» What you should do:
The entries below are to be duplicated exactly, with nothing left out.

---------- Task material

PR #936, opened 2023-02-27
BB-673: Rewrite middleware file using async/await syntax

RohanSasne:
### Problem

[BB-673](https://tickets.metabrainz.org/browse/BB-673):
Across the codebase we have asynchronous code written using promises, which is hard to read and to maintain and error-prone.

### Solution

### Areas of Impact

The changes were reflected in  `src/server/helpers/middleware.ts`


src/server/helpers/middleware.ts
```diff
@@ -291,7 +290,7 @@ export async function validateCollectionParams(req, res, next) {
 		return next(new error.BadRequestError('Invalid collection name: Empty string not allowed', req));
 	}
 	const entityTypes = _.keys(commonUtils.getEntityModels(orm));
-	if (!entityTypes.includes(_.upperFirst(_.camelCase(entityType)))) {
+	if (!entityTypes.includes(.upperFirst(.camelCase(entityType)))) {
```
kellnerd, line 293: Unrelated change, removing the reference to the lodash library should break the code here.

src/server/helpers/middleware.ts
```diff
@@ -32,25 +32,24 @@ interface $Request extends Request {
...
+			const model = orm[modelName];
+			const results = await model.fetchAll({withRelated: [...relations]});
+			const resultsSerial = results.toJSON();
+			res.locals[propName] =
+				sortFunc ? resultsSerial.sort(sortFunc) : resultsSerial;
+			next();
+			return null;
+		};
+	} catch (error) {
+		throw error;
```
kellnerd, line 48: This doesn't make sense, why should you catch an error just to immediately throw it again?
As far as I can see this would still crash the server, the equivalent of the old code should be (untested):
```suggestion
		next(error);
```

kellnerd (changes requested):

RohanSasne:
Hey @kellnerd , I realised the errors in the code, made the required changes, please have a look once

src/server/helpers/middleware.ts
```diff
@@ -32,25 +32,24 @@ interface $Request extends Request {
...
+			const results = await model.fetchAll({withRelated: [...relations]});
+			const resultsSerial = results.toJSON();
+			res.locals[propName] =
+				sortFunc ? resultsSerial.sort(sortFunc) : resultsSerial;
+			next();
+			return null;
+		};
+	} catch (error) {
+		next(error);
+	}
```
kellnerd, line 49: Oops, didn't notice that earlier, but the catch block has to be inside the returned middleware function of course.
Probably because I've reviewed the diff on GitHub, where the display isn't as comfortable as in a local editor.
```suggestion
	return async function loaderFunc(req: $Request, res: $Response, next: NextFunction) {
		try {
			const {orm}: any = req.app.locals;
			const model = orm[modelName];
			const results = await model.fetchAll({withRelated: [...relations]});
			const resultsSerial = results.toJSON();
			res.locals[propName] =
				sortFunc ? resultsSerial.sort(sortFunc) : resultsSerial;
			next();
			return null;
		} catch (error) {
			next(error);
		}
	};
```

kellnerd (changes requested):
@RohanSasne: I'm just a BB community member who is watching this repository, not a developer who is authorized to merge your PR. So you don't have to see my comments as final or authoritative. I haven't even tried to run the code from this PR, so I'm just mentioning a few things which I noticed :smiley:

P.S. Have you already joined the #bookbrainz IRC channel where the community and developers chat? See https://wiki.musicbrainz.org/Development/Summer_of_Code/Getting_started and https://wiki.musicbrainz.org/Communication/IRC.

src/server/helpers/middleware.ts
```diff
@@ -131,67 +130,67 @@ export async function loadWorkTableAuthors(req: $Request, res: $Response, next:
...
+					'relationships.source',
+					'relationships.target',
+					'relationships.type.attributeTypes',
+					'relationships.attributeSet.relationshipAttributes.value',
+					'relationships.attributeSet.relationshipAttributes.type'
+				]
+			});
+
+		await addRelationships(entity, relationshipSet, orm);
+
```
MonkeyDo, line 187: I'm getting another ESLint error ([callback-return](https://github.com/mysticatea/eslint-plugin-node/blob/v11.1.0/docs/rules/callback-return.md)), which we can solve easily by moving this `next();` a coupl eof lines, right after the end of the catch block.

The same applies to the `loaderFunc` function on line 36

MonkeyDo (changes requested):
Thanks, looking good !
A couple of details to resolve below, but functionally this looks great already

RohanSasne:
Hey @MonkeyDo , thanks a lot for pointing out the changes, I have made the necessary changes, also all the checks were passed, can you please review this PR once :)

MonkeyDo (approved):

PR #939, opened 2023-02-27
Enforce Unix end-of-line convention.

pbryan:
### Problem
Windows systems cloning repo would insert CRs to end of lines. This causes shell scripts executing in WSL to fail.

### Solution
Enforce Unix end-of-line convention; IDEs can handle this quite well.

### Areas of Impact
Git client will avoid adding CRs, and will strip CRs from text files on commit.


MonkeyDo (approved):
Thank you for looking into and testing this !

--------------------

» Task solution:
PR #936, opened 2023-02-27
BB-673: Rewrite middleware file using async/await syntax

RohanSasne:
### Problem

[BB-673](https://tickets.metabrainz.org/browse/BB-673):
Across the codebase we have asynchronous code written using promises, which is hard to read and to maintain and error-prone.

### Solution

### Areas of Impact

The changes were reflected in  `src/server/helpers/middleware.ts`


src/server/helpers/middleware.ts
```diff
@@ -291,7 +290,7 @@ export async function validateCollectionParams(req, res, next) {
 		return next(new error.BadRequestError('Invalid collection name: Empty string not allowed', req));
 	}
 	const entityTypes = _.keys(commonUtils.getEntityModels(orm));
-	if (!entityTypes.includes(_.upperFirst(_.camelCase(entityType)))) {
+	if (!entityTypes.includes(.upperFirst(.camelCase(entityType)))) {
```
kellnerd, line 293: Unrelated change, removing the reference to the lodash library should break the code here.

src/server/helpers/middleware.ts
```diff
@@ -32,25 +32,24 @@ interface $Request extends Request {
...
+			const model = orm[modelName];
+			const results = await model.fetchAll({withRelated: [...relations]});
+			const resultsSerial = results.toJSON();
+			res.locals[propName] =
+				sortFunc ? resultsSerial.sort(sortFunc) : resultsSerial;
+			next();
+			return null;
+		};
+	} catch (error) {
+		throw error;
```
kellnerd, line 48: This doesn't make sense, why should you catch an error just to immediately throw it again?
As far as I can see this would still crash the server, the equivalent of the old code should be (untested):
```suggestion
		next(error);
```

kellnerd (changes requested):

RohanSasne:
Hey @kellnerd , I realised the errors in the code, made the required changes, please have a look once

src/server/helpers/middleware.ts
```diff
@@ -32,25 +32,24 @@ interface $Request extends Request {
...
+			const results = await model.fetchAll({withRelated: [...relations]});
+			const resultsSerial = results.toJSON();
+			res.locals[propName] =
+				sortFunc ? resultsSerial.sort(sortFunc) : resultsSerial;
+			next();
+			return null;
+		};
+	} catch (error) {
+		next(error);
+	}
```
kellnerd, line 49: Oops, didn't notice that earlier, but the catch block has to be inside the returned middleware function of course.
Probably because I've reviewed the diff on GitHub, where the display isn't as comfortable as in a local editor.
```suggestion
	return async function loaderFunc(req: $Request, res: $Response, next: NextFunction) {
		try {
			const {orm}: any = req.app.locals;
			const model = orm[modelName];
			const results = await model.fetchAll({withRelated: [...relations]});
			const resultsSerial = results.toJSON();
			res.locals[propName] =
				sortFunc ? resultsSerial.sort(sortFunc) : resultsSerial;
			next();
			return null;
		} catch (error) {
			next(error);
		}
	};
```

kellnerd (changes requested):
@RohanSasne: I'm just a BB community member who is watching this repository, not a developer who is authorized to merge your PR. So you don't have to see my comments as final or authoritative. I haven't even tried to run the code from this PR, so I'm just mentioning a few things which I noticed :smiley:

P.S. Have you already joined the #bookbrainz IRC channel where the community and developers chat? See https://wiki.musicbrainz.org/Development/Summer_of_Code/Getting_started and https://wiki.musicbrainz.org/Communication/IRC.

src/server/helpers/middleware.ts
```diff
@@ -131,67 +130,67 @@ export async function loadWorkTableAuthors(req: $Request, res: $Response, next:
...
+					'relationships.source',
+					'relationships.target',
+					'relationships.type.attributeTypes',
+					'relationships.attributeSet.relationshipAttributes.value',
+					'relationships.attributeSet.relationshipAttributes.type'
+				]
+			});
+
+		await addRelationships(entity, relationshipSet, orm);
+
```
MonkeyDo, line 187: I'm getting another ESLint error ([callback-return](https://github.com/mysticatea/eslint-plugin-node/blob/v11.1.0/docs/rules/callback-return.md)), which we can solve easily by moving this `next();` a coupl eof lines, right after the end of the catch block.

The same applies to the `loaderFunc` function on line 36

MonkeyDo (changes requested):
Thanks, looking good !
A couple of details to resolve below, but functionally this looks great already

RohanSasne:
Hey @MonkeyDo , thanks a lot for pointing out the changes, I have made the necessary changes, also all the checks were passed, can you please review this PR once :)

MonkeyDo (approved):

PR #939, opened 2023-02-27
Enforce Unix end-of-line convention.

pbryan:
### Problem
Windows systems cloning repo would insert CRs to end of lines. This causes shell scripts executing in WSL to fail.

### Solution
Enforce Unix end-of-line convention; IDEs can handle this quite well.

### Areas of Impact
Git client will avoid adding CRs, and will strip CRs from text files on commit.


MonkeyDo (approved):
Thank you for looking into and testing this !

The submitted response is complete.